My OH got the results of his SA today and there was zero sperm in the sample. His family doctor is sending him to a urologist and our first fertility clinic appointment is this monday. In the meantime, have either of you had to deal with this. I'd love to hear your stories... the good and the bad.


----------



## NikkiR143

Hey,

I'm sorry to hear that news. It can be devestating when the results come back as azoospermic, but on a positive note- there are so many options still and you're just starting out! 

My DH went in for a semen analysis 2 weeks ago. His results were odd...they put "TND" for sperm count (which means test not done) and 3+ for sperm agglutination and no liquefacation. His regular physician doesn't know much about this stuff, so he hasn't been able to tell us much, but I'm assuming no sperm was found if it says "test not done". I've read that these sort of results are similiar to azoospermia.
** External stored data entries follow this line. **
PR #737, opened 2015-03-16
Add repo for missing system themes

gizmo98:
Added missing themes for retropie and videopac. Can be removed if someone adds these systems to simple_latest.zip.

### DIFF
--- a/scriptmodules/supplementary/emulationstation_theme_simple.sh
+++ b/scriptmodules/supplementary/emulationstation_theme_simple.sh
@@ -24,5 +24,4 @@ function install_esthemesimple() {
     
     # copy simple-theme-plus themes
     cp -a "$md_build/"* "/etc/emulationstation/themes/simple/"
-    chown $user:$user -R "/etc/emulationstation/themes/simple/"
 }
--- a/scriptmodules/supplementary/emulationstation_theme_simple.sh
+++ b/scriptmodules/supplementary/emulationstation_theme_simple.sh
@@ -3,6 +3,10 @@ rp_module_desc="EmulationStation Theme Simple"
 rp_module_menus="2+"
 rp_module_flags="nobin"
 
+function sources_esthemesimple() {
+    gitPullOrClone "$md_build" https://github.com/gizmo98/simple-theme-plus.git
+}
+
 function install_esthemesimple() {
     # download themes archive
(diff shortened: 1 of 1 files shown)


joolswills:
Thanks - sounds good.

I wrote to @petrockblog regarding a theme for retropie - has this been implemented upstream or it's something custom ?

It might be better to handle it all from a git repository and so changes can be pulled in upstream - your's would be fine imho until we move perhaps to the central org etc - but I'll leave this one for @petrockblog to merge. Can you give more details on the retropie theme ?

probably don't need to chown anything as the themes live in /etc/ which is ok to be owned by root imho. but a minor thing ;-) I don't think we chown the current theme - not sure.

gizmo98:
It's something custom. It's oldschoolretropie asplashscreen with a retropie logo (bauhaus font). The videopac logo uses the original videopac font. Don't know if you are working on a new image but our new retropie menu should have at least a theme :-)

Feel free to remove chown.

gizmo98:
I.e. to customize logo and background replace retropie.png and retropie_art_blur.png. Theme.xml is already set up. Feel free to replace these to files with official logos and backgrounds.

petrockblog:
Thanks a lot for your additions!
In fact, I have contacted Nils from EmulationStation and asked if he would have an idea for a RetroPie theme. I am still waiting for a reply, though.
In either way, it would be great if your work would be added to the "simple theme" or another theme - hopefully there will be additional themes soon.

gizmo98:
I removed chown. In my opinion you can merge it if simple theme will not be updated in the next time.

joolswills:
I believe Nils is working on something for us - so I guess we should wait a bit more - if you don't mind. Unless you think we can merge this now, and then replace later ?

joolswills:
(Not that your theme isn't appreciated though :) )

petrockblog:
I was told by Nils that he wants to wait until we have a logo (I plan a logo contest, but some things still have to be waited for). I suggest that we use this theme for the RetroPie configuration. When we have an official logo, we can still adapt the theme accordingly.
Again, thanks a lot for your work!

joolswills:
Competition sounds like a nice idea!
merged :) thanks @gizmo98

gizmo98:
Yeah. Competition sounds good.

Do you remember when you husband's results looked like on paper?

I'm devestated as well. He's been taking 1000 mg vitamin C supplements, as I read this can help if there's an infection etc...We go to the fertility clinic on December 2nd (that was there earliest appointment), but his regular doctor won't refer a urologist until he does a 2nd semen sample. How many did your husband do?

I'd love to keep in touch as we begin this journey. 

Good luck!

- Nicole


----------



## Newfiemomma

Thanks Nicole. This was his first semen analysis. He did this through his family doctor and today he went back to get his results for that and some blood testing. I wasn't there with him so I didn't get to see any results or ask any questions. Right now I just have you guys and Google! There was no mention of a second test as far as I know. Thankfully the fertility clinic is on Monday so hopefully they can shed light on it and get things rolling for us.

Hopefully your second test gives a clearer result and it's not azoospermic afterall. 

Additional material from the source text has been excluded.